** Task prompt **
Below are records; count how many of their lines contain the word "append" and give the number alone.

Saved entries
--------------------------------------------------

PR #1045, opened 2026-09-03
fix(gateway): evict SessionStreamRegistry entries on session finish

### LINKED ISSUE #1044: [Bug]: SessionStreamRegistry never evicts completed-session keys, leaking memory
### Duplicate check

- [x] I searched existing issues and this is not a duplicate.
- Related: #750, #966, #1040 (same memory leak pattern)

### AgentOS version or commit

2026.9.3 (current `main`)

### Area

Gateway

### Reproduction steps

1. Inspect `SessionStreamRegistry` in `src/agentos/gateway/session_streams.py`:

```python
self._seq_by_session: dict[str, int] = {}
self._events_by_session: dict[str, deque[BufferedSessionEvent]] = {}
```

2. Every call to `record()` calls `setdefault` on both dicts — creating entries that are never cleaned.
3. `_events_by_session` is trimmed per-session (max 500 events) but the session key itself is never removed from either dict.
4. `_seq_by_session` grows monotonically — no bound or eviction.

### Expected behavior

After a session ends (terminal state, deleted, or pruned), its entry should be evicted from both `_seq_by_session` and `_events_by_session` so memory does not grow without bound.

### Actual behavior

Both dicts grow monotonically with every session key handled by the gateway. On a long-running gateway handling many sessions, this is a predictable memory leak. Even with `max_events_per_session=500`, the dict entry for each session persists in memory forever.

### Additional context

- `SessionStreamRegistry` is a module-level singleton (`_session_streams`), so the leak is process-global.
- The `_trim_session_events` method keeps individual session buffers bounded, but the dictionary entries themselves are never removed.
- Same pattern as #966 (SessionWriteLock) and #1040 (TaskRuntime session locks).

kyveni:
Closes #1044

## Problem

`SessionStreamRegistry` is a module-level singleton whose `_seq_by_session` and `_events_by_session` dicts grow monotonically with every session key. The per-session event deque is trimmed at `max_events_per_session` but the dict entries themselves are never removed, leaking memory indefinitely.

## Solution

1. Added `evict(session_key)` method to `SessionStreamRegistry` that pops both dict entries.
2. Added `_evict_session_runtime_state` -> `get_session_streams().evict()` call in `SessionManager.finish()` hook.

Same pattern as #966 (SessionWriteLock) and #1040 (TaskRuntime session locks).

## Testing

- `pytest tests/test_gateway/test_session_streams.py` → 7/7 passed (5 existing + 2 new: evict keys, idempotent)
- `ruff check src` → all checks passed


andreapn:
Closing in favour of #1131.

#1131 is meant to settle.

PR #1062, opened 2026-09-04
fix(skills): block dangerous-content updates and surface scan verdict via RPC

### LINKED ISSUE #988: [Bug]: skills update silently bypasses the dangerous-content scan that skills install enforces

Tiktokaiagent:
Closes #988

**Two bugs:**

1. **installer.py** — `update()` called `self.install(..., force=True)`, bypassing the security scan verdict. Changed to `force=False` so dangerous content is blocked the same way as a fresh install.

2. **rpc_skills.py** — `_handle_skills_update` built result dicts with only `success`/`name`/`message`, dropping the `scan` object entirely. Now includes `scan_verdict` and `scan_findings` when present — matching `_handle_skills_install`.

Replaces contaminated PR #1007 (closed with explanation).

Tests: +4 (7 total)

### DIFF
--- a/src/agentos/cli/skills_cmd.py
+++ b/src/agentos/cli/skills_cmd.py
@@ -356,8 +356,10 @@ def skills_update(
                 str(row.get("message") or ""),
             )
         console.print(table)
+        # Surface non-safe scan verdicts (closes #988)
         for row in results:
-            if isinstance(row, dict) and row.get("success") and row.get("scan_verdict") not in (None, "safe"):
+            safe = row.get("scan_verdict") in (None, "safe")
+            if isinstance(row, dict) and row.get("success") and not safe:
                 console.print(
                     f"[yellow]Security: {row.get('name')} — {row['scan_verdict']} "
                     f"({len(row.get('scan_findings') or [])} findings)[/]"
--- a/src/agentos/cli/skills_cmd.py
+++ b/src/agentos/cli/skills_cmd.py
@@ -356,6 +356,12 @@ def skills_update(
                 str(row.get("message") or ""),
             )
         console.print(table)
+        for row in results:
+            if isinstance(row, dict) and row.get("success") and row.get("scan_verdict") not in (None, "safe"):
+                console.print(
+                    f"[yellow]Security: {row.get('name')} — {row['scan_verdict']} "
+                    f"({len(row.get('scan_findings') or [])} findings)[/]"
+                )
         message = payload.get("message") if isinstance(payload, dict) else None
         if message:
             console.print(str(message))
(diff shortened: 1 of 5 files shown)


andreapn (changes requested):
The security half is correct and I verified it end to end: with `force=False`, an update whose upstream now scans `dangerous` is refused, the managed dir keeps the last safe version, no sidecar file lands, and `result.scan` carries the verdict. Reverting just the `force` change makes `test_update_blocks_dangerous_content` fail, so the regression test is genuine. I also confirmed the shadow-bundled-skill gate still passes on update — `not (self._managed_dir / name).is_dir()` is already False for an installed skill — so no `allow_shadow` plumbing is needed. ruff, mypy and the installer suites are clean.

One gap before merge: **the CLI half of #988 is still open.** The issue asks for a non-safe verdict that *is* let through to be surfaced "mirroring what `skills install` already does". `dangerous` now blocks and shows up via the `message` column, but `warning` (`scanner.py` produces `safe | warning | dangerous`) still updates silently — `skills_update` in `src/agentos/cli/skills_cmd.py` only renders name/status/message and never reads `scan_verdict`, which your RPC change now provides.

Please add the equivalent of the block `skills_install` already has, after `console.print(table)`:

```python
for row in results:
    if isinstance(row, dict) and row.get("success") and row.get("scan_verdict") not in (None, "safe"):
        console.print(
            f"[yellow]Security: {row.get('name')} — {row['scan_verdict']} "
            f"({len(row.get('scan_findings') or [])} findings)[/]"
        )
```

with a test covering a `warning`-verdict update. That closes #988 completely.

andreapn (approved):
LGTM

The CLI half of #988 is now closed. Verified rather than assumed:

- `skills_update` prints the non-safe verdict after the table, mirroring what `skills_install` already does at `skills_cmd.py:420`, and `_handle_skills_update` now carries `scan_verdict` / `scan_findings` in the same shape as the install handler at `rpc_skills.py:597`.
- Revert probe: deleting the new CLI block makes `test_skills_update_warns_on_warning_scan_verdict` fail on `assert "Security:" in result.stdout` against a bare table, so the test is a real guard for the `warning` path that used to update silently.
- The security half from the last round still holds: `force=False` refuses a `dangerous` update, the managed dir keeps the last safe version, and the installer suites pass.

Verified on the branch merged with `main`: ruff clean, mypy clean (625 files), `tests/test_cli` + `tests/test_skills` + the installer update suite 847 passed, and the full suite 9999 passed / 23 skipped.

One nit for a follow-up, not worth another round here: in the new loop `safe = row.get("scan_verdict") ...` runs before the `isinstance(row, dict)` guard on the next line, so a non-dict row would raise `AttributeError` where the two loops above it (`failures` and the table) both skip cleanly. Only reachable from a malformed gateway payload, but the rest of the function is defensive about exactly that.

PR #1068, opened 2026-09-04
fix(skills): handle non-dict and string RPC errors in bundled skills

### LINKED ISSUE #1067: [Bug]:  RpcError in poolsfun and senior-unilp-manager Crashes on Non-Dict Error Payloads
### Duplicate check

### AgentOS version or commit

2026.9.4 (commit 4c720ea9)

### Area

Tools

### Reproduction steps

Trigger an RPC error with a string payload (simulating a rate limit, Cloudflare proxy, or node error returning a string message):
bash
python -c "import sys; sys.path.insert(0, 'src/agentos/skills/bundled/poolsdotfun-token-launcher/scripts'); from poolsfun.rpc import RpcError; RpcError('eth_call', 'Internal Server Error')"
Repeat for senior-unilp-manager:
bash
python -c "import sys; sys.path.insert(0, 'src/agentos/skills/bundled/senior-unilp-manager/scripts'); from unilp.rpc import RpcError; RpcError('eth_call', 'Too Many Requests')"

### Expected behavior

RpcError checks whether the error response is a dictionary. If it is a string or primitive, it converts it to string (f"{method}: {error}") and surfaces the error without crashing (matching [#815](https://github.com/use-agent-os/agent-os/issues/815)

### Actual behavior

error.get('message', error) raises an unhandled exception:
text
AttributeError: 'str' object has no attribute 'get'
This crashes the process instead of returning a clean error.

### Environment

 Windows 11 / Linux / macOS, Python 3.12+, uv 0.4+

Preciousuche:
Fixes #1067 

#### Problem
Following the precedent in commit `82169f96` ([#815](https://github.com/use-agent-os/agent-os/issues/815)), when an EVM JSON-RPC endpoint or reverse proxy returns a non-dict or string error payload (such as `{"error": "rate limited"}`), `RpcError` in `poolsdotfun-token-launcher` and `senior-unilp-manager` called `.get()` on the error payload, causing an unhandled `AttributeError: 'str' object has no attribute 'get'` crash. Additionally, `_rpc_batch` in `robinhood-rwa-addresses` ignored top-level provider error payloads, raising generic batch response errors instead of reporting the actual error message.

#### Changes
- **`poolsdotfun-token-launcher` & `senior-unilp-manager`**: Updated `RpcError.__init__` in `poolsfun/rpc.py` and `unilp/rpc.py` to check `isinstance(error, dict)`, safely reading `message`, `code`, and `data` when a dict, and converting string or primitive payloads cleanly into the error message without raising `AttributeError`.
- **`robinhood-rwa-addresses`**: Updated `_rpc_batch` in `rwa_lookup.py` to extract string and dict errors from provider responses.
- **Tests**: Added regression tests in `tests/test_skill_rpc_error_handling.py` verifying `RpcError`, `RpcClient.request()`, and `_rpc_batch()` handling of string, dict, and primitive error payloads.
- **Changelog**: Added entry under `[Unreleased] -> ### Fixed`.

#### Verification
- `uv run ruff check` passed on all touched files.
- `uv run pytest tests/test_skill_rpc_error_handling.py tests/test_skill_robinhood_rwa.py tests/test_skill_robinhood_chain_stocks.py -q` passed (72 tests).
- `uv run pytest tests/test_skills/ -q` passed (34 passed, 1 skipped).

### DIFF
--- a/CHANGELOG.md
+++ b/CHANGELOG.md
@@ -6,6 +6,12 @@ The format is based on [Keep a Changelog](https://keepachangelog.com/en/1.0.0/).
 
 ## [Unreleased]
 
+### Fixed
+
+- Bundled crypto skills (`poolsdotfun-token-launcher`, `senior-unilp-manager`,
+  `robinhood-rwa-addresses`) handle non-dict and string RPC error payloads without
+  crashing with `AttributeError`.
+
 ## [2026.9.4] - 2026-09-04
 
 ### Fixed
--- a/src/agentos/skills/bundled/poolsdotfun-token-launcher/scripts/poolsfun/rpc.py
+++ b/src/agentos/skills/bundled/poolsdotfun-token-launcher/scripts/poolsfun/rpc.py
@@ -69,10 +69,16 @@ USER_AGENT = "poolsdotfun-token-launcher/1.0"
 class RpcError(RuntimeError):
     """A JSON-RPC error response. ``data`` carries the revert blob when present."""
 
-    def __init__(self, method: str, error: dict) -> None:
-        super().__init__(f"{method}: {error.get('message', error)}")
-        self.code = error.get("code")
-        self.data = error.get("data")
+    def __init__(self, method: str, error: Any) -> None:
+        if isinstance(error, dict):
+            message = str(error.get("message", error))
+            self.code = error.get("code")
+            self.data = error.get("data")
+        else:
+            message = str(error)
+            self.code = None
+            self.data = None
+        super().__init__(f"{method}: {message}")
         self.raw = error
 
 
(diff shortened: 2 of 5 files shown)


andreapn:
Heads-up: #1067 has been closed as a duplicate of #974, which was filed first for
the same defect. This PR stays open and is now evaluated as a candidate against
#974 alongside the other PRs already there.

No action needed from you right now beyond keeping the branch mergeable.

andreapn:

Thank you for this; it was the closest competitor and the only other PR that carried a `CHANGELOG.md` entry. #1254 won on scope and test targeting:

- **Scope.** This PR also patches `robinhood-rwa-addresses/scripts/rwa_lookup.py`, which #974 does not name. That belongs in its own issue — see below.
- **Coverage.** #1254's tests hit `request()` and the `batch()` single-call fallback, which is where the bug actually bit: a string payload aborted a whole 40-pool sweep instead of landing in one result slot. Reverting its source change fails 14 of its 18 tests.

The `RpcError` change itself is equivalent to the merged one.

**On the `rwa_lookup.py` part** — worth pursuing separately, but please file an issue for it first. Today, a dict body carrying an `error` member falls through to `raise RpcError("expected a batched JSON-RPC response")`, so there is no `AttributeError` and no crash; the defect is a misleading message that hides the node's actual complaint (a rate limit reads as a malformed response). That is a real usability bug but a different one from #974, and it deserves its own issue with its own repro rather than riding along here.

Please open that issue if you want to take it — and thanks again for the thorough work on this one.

--------------------------------------------------

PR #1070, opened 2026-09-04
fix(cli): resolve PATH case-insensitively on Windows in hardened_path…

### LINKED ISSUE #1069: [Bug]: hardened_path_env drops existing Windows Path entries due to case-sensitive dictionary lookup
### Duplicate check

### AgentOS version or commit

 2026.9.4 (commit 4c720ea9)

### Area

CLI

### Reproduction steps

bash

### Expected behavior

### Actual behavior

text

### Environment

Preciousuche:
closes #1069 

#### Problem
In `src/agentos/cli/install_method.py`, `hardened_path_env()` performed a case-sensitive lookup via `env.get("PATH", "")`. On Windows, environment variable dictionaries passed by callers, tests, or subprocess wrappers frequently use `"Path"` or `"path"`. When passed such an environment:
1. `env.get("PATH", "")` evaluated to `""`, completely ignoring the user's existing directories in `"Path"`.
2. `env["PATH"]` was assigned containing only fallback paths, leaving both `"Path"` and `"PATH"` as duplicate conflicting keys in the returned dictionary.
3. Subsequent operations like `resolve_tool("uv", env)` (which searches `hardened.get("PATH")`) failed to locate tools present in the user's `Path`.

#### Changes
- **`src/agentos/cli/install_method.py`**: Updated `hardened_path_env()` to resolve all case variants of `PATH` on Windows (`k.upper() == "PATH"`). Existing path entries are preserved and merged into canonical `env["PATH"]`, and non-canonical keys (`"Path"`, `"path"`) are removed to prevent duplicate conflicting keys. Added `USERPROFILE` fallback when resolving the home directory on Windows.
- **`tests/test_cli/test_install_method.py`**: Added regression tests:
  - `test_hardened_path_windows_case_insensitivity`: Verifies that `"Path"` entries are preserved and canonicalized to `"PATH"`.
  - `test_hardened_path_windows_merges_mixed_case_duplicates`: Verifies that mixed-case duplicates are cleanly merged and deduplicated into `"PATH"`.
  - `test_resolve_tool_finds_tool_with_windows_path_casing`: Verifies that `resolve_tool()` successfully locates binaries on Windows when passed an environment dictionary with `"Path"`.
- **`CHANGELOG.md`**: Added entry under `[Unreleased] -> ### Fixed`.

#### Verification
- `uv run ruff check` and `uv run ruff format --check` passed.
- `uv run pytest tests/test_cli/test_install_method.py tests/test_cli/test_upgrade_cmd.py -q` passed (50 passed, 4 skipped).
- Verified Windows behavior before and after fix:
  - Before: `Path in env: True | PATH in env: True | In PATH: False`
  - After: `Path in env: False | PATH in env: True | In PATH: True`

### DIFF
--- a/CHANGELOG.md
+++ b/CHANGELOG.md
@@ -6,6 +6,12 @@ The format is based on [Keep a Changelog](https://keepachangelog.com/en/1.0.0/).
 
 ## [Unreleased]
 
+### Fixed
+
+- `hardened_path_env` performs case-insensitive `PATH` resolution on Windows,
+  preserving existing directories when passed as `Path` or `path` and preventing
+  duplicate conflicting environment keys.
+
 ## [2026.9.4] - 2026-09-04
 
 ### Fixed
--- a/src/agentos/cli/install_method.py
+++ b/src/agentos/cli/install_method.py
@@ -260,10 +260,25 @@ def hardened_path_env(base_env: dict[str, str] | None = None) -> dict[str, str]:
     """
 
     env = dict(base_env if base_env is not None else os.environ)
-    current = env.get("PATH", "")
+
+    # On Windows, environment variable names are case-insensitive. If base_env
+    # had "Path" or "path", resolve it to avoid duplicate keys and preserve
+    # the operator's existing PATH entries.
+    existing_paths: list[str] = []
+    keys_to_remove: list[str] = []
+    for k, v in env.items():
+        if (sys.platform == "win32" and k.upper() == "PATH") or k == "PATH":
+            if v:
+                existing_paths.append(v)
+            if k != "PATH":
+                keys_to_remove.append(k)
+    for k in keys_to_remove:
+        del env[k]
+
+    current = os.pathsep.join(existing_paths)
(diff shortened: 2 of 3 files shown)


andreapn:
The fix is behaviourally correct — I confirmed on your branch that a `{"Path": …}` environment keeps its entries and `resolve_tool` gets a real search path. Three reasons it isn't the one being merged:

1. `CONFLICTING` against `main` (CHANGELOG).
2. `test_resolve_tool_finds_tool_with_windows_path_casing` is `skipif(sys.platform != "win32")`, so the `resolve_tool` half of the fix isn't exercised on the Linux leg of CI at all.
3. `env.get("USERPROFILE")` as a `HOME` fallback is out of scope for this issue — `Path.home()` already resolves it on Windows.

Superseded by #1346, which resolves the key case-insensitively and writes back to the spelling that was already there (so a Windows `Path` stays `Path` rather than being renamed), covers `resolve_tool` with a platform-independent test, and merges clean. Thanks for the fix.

--------------------------------------------------

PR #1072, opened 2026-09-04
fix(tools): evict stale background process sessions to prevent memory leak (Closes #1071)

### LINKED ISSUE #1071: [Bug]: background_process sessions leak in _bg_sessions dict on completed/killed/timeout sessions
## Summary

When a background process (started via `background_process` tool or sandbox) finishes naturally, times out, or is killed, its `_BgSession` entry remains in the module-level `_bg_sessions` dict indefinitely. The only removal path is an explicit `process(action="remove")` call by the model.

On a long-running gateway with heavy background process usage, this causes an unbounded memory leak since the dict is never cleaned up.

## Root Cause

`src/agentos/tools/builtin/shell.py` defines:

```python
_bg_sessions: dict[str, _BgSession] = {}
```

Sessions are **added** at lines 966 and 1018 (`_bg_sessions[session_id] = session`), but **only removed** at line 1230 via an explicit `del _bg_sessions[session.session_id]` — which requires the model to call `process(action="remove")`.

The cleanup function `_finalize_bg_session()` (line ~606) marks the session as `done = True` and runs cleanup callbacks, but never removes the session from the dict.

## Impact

--------------------------------------------------

** Exercise answer **
2